Sicher ist Dir auch aufgefallen das das Yin-Yang spiegelverkehrt ist.


----------



## Joerg (10. Mai 2013)

*AW: Neues Teil im Garten*

Guten Abend Ralph,
macht ihr mal euer Ding.

Das mit dem Yin-Yang wäre mir nicht aufgefalllen aber seit Gestern weiß schon mal das Yin die weibliche Seite darstellt!
Wo auch immer diese Seite liegt, wir werden sie nie ganz verstehen.


----------



## bayernhoschi (10. Mai 2013)

*AW: Neues Teil im Garten*



> das Yin die weibliche Seite darstellt!


schon möglich, es steht ja für Gegensätze.


> Wo auch immer diese Seite liegt, wir werden sie nie ganz verstehen.


----------



## bayernhoschi (16. Mai 2013)

*AW: Neues Teil im Garten*

Hallo an alle die noch mitlesen

ich bin fertig!
Jetzt werdet ihr euch vieleicht fragen: Was hat den da so lange gedauert?

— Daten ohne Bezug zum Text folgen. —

Issue #837, opened 2025-08-05
[Feature Request]: Deprecate "Company Jobs" abstraction


dmohns:
### Preflight Checklist

- [x] I have read the [Contributing Guidelines](https://github.com/EnAccess/micropowermanager/blob/main/CONTRIBUTING.md) for this project, if it exists.
- [x] I agree to follow the [Code of Conduct](https://github.com/EnAccess/micropowermanager/blob/main/CODE_OF_CONDUCT.md) that this project adheres to.
- [x] I have searched the [issue tracker](https://github.com/EnAccess/micropowermanager/issues) for a feature request that matches the one I want to file, without success.

### Problem Description

MPM uses a so-called `AbstractJob` abstraction to run it's jobs. The idea is to wrap all jobs into `DatabaseProxyManagerService` to select the correct tenant database. Additionally, keeping a log of all jobs in a separate `company_jobs` table.

Now, there is multiple problems with these

- Using Redis we already getting logs of all our jobs, with a much nicer UI and more information.
- The selection of the correct `companyId` is broken. In https://github.com/EnAccess/micropowermanager/blob/main/src/backend/app/Jobs/AbstractJob.php#L28 we are calling 

  ```php
  $databaseProxyManager = app()->make(DatabaseProxyManagerService::class);
  ```
  however, this is just

  ```php
          $user = $this->buildQuery()
              ->select(User::COL_COMPANY_ID)
              ->first();
  
          return $user->getCompanyId();
  ```
  see https://github.com/EnAccess/micropowermanager/blob/main/src/backend/app/Services/UserService.php#L132-L139 Which returns the first user's company id.

### Proposed Solution

The `AbstractJob` in it's current form doesn't provide any value. Either fix or remove it.

One idea would be to require all Jobs that inherit from `AbstractJob` to be provided their `companyId` from the caller. For example, when a Job is triggered from a Controller, the controller would then pass down the authenticated users company id. For scheduled jobs we would be looping over all company ids, creating on job per id.

Whether this is the best solution shall be investigated as part of the issue.

### Alternatives Considered

N/A

PR #864, opened 2025-08-21
Refactor jobs abstraction

beesaferoot:
Makes progress on #837

### Pull Request checklist


dmohns (commented):
Looks good. Only question: Can we entirely get rid of `CompanyJob` now? Not necessarily in this PR, as we might want to confirm everything is working as expected first. But we could create a follow up task.

beesaferoot:
> Looks good. Only question: Can we entirely get rid of `CompanyJob` now? Not necessarily in this PR, as we might want to confirm everything is working as expected first. But we could create a follow up task.

Yes, CompanyJob isn't used anywhere else. That would be the next step to fully closing #837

Ganz einfach, ich wollte das Beet nahezu zum Nulltarif bauen.
Also nur Material verwenden das ich eh dahab, oder umsonst kriegen kann.
Hat nicht ganz funktioniert, ich mußte dazukaufen:
25 kg Pandasplit, der der von Hand sortiert wurde. 4,95 €
75 kg Terrakottasplit. 29,97 €

Den Rest hatte ich da, oder bekam ihn für lau

Gesamtkosten 34,92 €

Ich denke mal das ist

So schaut das ganze jetzt aus.


----------



## Andre 69 (16. Mai 2013)

*AW: Neues Teil im Garten*

Hi Hoschi !


> Hallo an alle die noch mitlesen


Man Hoschi ick hab dir doch im Auge !  Auch dein Neues Äusseres oder Älteres  hab ich mitbekommen !
So nun mal zum Beet !
Ist hübsch geworden ! 
Du musst aber schon auch  den Rest im Budget aufnehmen ! Oder hast du die Einfassung vom Maurerbottich für Umme bekommen ? Und dann musste meiner Frau mal verraten wo man die Dekofiguren für Lau bekommt ?
Muss man dich jetzt mit Aschenputtel als Beinamen versehen ? 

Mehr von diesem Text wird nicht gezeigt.